Fifty years ago this year on the University of Michigan’s campus, then-student Michael Linver swiped right on his future wife — or something like that.

Linver, who graduated in 1966, and wife Mina Jo Rosenbloom, who graduated a year later, have been dubbed the “Digital Adam and Eve”: perhaps the first couple to meet, and fall in love, through an online dating service. Decades before Match.com, eHarmony, or even Tinder, Linver and Rosenbloom took a chance on a computer.

“I was a senior at the University of Michigan and saw an ad in the Michigan Daily for a $3 service called Operation Search,” Linver said. “After filling out a questionnaire, they matched people through a computer — the size of a whole room back then — and we got back a list of names in the mail.”

Rosenbloom’s name was somewhere in the middle of the results Linver received. He did not top her list, but he said something inexplicably drew him to her all the same.

“As soon as I saw her name, I knew I had to call her,” he said.

All it took for the couple were three quirky dates — on one occasion, for example, Linver woke up in the middle of the night and wrote Rosenbloom an inspired song — to write themselves into history. The two married the next year in 1967 and now reside in Albuquerque with three children and six grandchildren. Half a century later, though, Linver still waxes nostalgic about the time he fell in love.

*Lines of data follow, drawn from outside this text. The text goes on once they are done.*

PR #342, opened 2024-04-15
ocm: added new placement rule builder and unit tests

klaskosk:
Added `NewPlacementRuleBuilder`  and a unit test for it.

### DIFF
--- a/pkg/ocm/placementrule.go
+++ b/pkg/ocm/placementrule.go
@@ -26,9 +26,46 @@ type PlacementRuleBuilder struct {
 	errorMsg string
 }
 
+// NewPlacementRuleBuilder creates a new instance of PlacementRuleBuilder.
+func NewPlacementRuleBuilder(apiClient *clients.Settings, name, nsname string) *PlacementRuleBuilder {
+	glog.V(100).Infof(
+		"Initializing new placement rule structure with the following params: name: %s, nsname: %s",
+		name, nsname)
+
+	builder := PlacementRuleBuilder{
+		apiClient: apiClient,
+		Definition: &placementrulev1.PlacementRule{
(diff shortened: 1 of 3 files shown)


kononovn (changes requested):
Looks good just few minor comments to fix.

kononovn (approved):
/lgtm

sebrandon1 (commented):
One comment about returns.

pkg/ocm/placementrule.go
```diff
@@ -26,10 +26,47 @@ type PlacementRuleBuilder struct {
...
+		glog.V(100).Info("The name of the PlacementRule is empty")
+
+		builder.errorMsg = "placementrule's 'name' cannot be empty"
+	}
+
+	if nsname == "" {
+		glog.V(100).Info("The namespace of the PlacementRule is empty")
+
+		builder.errorMsg = "placementrule's 'nsname' cannot be empty"
+	}
```
sebrandon1, line 55:
```suggestion
	if name == "" {
		glog.V(100).Info("The name of the PlacementRule is empty")

		builder.errorMsg = "placementrule's 'name' cannot be empty"
		
		return builder
	}

	if nsname == "" {
		glog.V(100).Info("The namespace of the PlacementRule is empty")

		builder.errorMsg = "placementrule's 'nsname' cannot be empty"
		
		return builder
	}
```

klaskosk:
@sebrandon1 Thanks, I made the change to returns

pkg/ocm/placementrule.go
sebrandon1: @klaskosk After speaking with @kononovn we decided your original approach was fine for now.  If you want to revert my above suggestion that would be great.

kononovn (approved):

“I looked at her smile (on the first date) and my heart stopped,” he said. “That magic is still there today.”

Linver now works as a prominent radiologist, while Rosenbloom is a retired medical technologist. The couple has been featured on a CNBC special that still airs every so often, and their story, of course, has achieved near-legend status in their circle of friends and family.

“That song I wrote for Mina is still used in our family to this day,” Linver said. “My son-in-law performed it when he proposed to my daughter and then I sang it to her at her wedding. We’re a family of music and love.”

In the University’s bicentennial year, much attention has been focused on the institution’s legacy of research and academic accomplishments, as well as its complicated relationship with student activism and social movements. Linver himself participated in a number of anti-war protests put on by Students for a Democratic Society, and quips he “must be on some FBI watchlist.”

All told, though, Linver pointed out the University was, is, and always will be, simply a place for students to fall in love — be it through a screen or through song.  

“It’s amazing what’s happening online,” he said. “But nothing can replace that connection in person…it’s something magical.”